Maestro was a synth made in USSR that was designed by Vladimir Kuzmin of Polivoks fame. Maestro takes after Polivoks but adds digitally controlled oscillators and 4-voice polyphony. I learned a few things from studying its circuits.
I think I need to brush up on my Soviet IC codes - I found this, https://elcomps.com/en/a76 from which I can decipher that there are some analogue switch ICs (K157 ?) and maybe some NANDs (K155 ?), but I'd love a big list of codes and the closest Western CMOS equivalent to help understand these.
Some counters, a DAC, a bunch of cd4052-like analog muxes and switches, opamps and even a 555. They use DIN symbols.

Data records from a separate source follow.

PR #5461, opened 2022-11-11
Fix suggested project path

ad-daniel:
**Description**

1. open spot.wbt (or another project in a protected location)
2. `file > new > new project directory`
3. The path contains two `//`

doing the same in a non-protected location doesn't require the correction (line 58).

### DIFF
--- a/src/webots/gui/WbNewProjectWizard.cpp
+++ b/src/webots/gui/WbNewProjectWizard.cpp
@@ -48,7 +48,7 @@ QString WbNewProjectWizard::proposeNewProjectPath() const {
     path = WbPreferences::instance()->value("Directories/projects").toString();
     if (!path.isEmpty()) {
       if (WbFileUtil::isDirectoryWritable(path))
-        path += +"/my_project";
+        path += "my_project";
       else
         path = "";  // no valid default path found
     }


ygoumaz (approved):
Thank you!

src/webots/gui/WbNewProjectWizard.cpp
```diff
@@ -48,7 +48,7 @@ QString WbNewProjectWizard::proposeNewProjectPath() const {
     path = WbPreferences::instance()->value("Directories/projects").toString();
     if (!path.isEmpty()) {
       if (WbFileUtil::isDirectoryWritable(path))
-        path += +"/my_project";
+        path += "my_project";
```
omichel, line 51: Shouldn't we test if a folder separator is needed here?

ad-daniel: doesn't seem necessary as we set one every time: https://github.com/cyberbotics/webots/blob/3b4b6316f1545b3735ff9b04d5d203cd72ad7ccb/src/webots/gui/WbNewProjectWizard.cpp#L84, https://github.com/cyberbotics/webots/blob/3b4b6316f1545b3735ff9b04d5d203cd72ad7ccb/src/webots/editor/WbProjectRelocationDialog.cpp#L224 https://github.com/cyberbotics/webots/blob/3b4b6316f1545b3735ff9b04d5d203cd72ad7ccb/src/webots/core/WbPreferences.cpp#L108

which is why there were two `//`

PR #5484, opened 2022-11-14
Fixed tmp path on macOS

omichel:
Fixes #5477.

This PR makes that Webots uses the local user tmp folder instead of the global one, thus avoiding problems like the one raised in #5477.

PR #5486, opened 2022-11-14
Fix tmp path on mac os

omichel:
Following #5484, we also need to fix the tmp directory for extern controllers.


ygoumaz (approved):
Thank you!

PR #5487, opened 2022-11-14
remove path normalization + replace optparse

### LINKED ISSUE #5481: Sumo crashing directly after startup
`Sumo-gui` crashes directly after the launch.

1. Open `vehicles/highway.wbt`
2. Run the simulation.
3. Sumo starts but crashes directly.

ygoumaz:
Fixes #5481.

This PR also replaces `optparse` (deprecated in Python 3.10) by `argparse`.


stefaniapedrazzi (changes requested):
Thank you!
It works correctly now, but we should not completely remove the normalization of the path but skip it only if `options.directory`is empty.

PR #5488, opened 2022-11-14
Fix motor sound on macOS

omichel:
The text-to-speech sample demo was generating a motor sound whereas no motor was running.
This PR fix this problem which was noticed on macOS, but could be also on other platforms.


stefaniapedrazzi (changes requested):
This fix is fine.
But I would also add an entry in the ChangeLog.

stefaniapedrazzi (approved):
Thank you!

Unless you want to replicate it exactly, most things can be guessed.
I think I need to brush up on my Soviet IC codes - I found this, https://elcomps.com/en/a76 from which I can decipher that there are some analogue switch ICs (K157 ?) and maybe some NANDs (K155 ?), but I'd love a big list of codes and the closest Western CMOS equivalent to help understand these.
Some counters, a DAC, a bunch of cd4052-like analog muxes and switches, opamps and even a 555. They use DIN symbols. Unless you want to replicate it exactly, most things can be guessed.
There's also a BBD chip for chorus.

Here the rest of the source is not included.